I am sitting at the back of an auditorium at the Red Rock Hotel in Las Vegas, where everyone just shared a champage toast to kick off Community 2.0. In a couple of hours, I will be moderating a panel entitled "Lessons Learned from Non-Business Environments." The panelists: Craig Newmark, Scott Meyer, and Alexandra Samuel.
The topic intrigues me. First, as a Silicon Valley PR professional, I am often asked for advice on community-based marketing. I have strong opinions and biases on this topic.
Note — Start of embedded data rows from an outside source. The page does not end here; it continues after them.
PR #4298, opened 2025-10-18
Refactor fileresolver to not require base path

Rupikz:
# Description

1. Close source in tests and examples
2. Make `fileresolver.NewFromFile` itself-resolve absolute paths
3. ~Move `GetDirectoryExclusionFunctions` to a common package~
4. Defer `fileAnalysisPath` calculation to preserve the cleanupFn

## Type of change

- [X] Documentation (updates the documentation)
- [X] Chore (improve the developer experience, fix a test flake, etc, without changing the visible behavior of Syft)

# Checklist:


syft/internal/fileresolver/file.go
```diff
@@ -36,12 +50,10 @@ func NewFromFile(parent, path string, pathFilters ...PathIndexVisitor) (*File, e
 			Opener: nativeOSFileOpener,
 		},
 		indexer: newFileIndexer(path, cleanBase, pathFilters...),
-	}
-
-	return file, file.buildIndex()
+	}, nil
```
kzantow, line 53: this was calling `file.buildIndex()`

syft/internal/fileresolver/directory.go
```diff
@@ -10,25 +10,25 @@ import (
 
 var ErrSkipPath = errors.New("skip path")
 
-var _ file.Resolver = (*Directory)(nil)
+var _ file.Resolver = (*DirectoryResolver)(nil)
```
kzantow: I think the reason we left `Resolver` off the name is due to it being in the package name already, e.g. `fileresolver.Directory` vs `fileresolver.DirectoryResolver` is unnecessarily duplicated. I don't have a strong opinion to keep it that way.

syft/internal/fileresolver/file.go
```diff
@@ -8,26 +8,40 @@ import (
...
 	path    string
 	indexer *fileIndexer
 }
 
-// parent should be the symlink free absolute path to the parent directory
+// NewFromFile parent should be the symlink free absolute path to the parent directory
 // path is the filepath of the file we're creating content access for
-func NewFromFile(parent, path string, pathFilters ...PathIndexVisitor) (*File, error) {
-	chroot, err := NewChrootContextFromCWD(parent, parent)
+func NewFromFile(path string, pathFilters ...PathIndexVisitor) (*FileResolver, error) {
```
kzantow: It looks like this is removing the parent here, I'm pretty sure there are some use cases where this is necessary to be a directory different than the parent of the provided path

syft/source/directorysource/directory_source.go
```diff
@@ -141,83 +91,78 @@ func (s *directorySource) FileResolver(_ source.Scope) (file.Resolver, error) {
...
 
 func (s *directorySource) Close() error {
 	s.mutex.Lock()
 	defer s.mutex.Unlock()
+
 	s.resolver = nil
 	return nil
 }
 
-func GetDirectoryExclusionFunctions(root string, exclusions []string) ([]fileresolver.PathIndexVisitor, error) {
```
kzantow, line 171: I see this is moved between packages. We shouldn't change any of the public API in breaking ways. If a refactoring makes sense, we could of course _add_ something and call it from an existing spot, deprecating the old function, etc.. Although, this is returning an internal interface, maybe it should just be made internal?

syft/source/filesource/file_source.go
```diff
@@ -100,27 +90,11 @@ func New(cfg Config) (source.Source, error) {
...
-	return internal.ArtifactIDFromDigest(digest.SHA256.FromString(info).String()), d
-}
-
-func (s fileSource) ID() artifact.ID {
+func (s *fileSource) ID() artifact.ID {
 	return s.id
 }
 
-func (s fileSource) Describe() source.Description {
+func (s *fileSource) Describe() source.Description {
```
kzantow: This is also technically a breaking change, since the function will no longer work with non-pointer instances (same comment for other similar changes).

syft/internal/fileresolver/directory.go
```diff
@@ -10,25 +10,25 @@ import (
...
 
-// Directory implements path and content access for the directory data source.
-type Directory struct {
+// DirectoryResolver implements path and content access for the directory data source.
+type DirectoryResolver struct {
```
wagoodman: nit: the reason why we have this named `Directory` is because it's used in conjunction with the package, which already mentions "resolver": `fileresolver.Directory` thus the suggested rename is a little more redundant (so the original name is probably better)

syft/internal/fileresolver/file.go
```diff
@@ -8,26 +8,40 @@ import (
 )
 
 // Compile time assurance that we meet the Resolver interface.
-var _ file.Resolver = (*File)(nil)
+var _ file.Resolver = (*FileResolver)(nil)
 
-// File implements path and content access for the file data source.
-type File struct {
+// FileResolver implements path and content access for the file data source.
+type FileResolver struct {
```
wagoodman: [same comment](https://github.com/anchore/syft/pull/4298/files#r2445149366)

syft/source/directorysource/directory_source.go
wagoodman, line 171: we can't move this function since it's part of the public API and syft is v1 (we can move this in v2)

syft/source/exclude.go
```diff
@@ -1,5 +1,69 @@
...
+
+	"github.com/anchore/syft/syft/internal/fileresolver"
+	"github.com/bmatcuk/doublestar/v4"
+)
+
 type ExcludeConfig struct {
 	Paths []string
 }
+
+func GetDirectoryExclusionFunctions(root string, exclusions []string) ([]fileresolver.PathIndexVisitor, error) {
```
kzantow: This is returning an internal package. I don't think this function should be a part of this package, probably is better to be internal (or left alone)

syft/internal/fileresolver/directory.go
Rupikz: Thanks for the explanation, fixed

syft/source/directorysource/directory_source.go
Rupikz: You're absolutely right. Fixed

syft/internal/fileresolver/file.go
Rupikz: This is called from NewFromFile. I've extracted this into a separate newFromFileWithoutIndex function because I wanted to make the implementations of fileresolver.File/Directory a bit more similar

syft/internal/fileresolver/file.go
Rupikz: Looking at the tests and fileSource.FileResolver(), I didn't see a need for this. But on a broader note, is it even correct to index a directory that's different from the file's absolute path?

syft/source/filesource/file_source.go
Rupikz: Lesson learned! I won't be touching public api anymore, even for what seem like minor changes)

Rupikz:
Thanks for review and the detailed explanations. I'll be more careful to avoid making breaking changes like this in the future

wagoodman (approved):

And as many of you know, I write an almost weekly column on cliches in the workplace, and if there is one word that is under great stress these days, it is probably community. A fair number of people in my world have wondered if marketers are using the word to whitewash their commercial interests. Perhaps that's true ... sometimes. But I think there's a simpler explanation. As marketing and communications continues to socialize, the rules of business and society will collide. And, of course, when rules collide, language collides. I do believe that marketers are using the word community too loosely, but not because they are evil, but because they have not taken enough time to closely examine the word in the business context.
The panel I am moderating looks at the two worlds in question -- the business world and the non -business world. In addition to looking at best practices, I will ask the panel to also discuss
(1) What is community?
(2) Does business have any business using this word?
(3) Assuming the answer is sometimes yes, what are the rules of engagement -- best practices, worst practices, ideas for the future?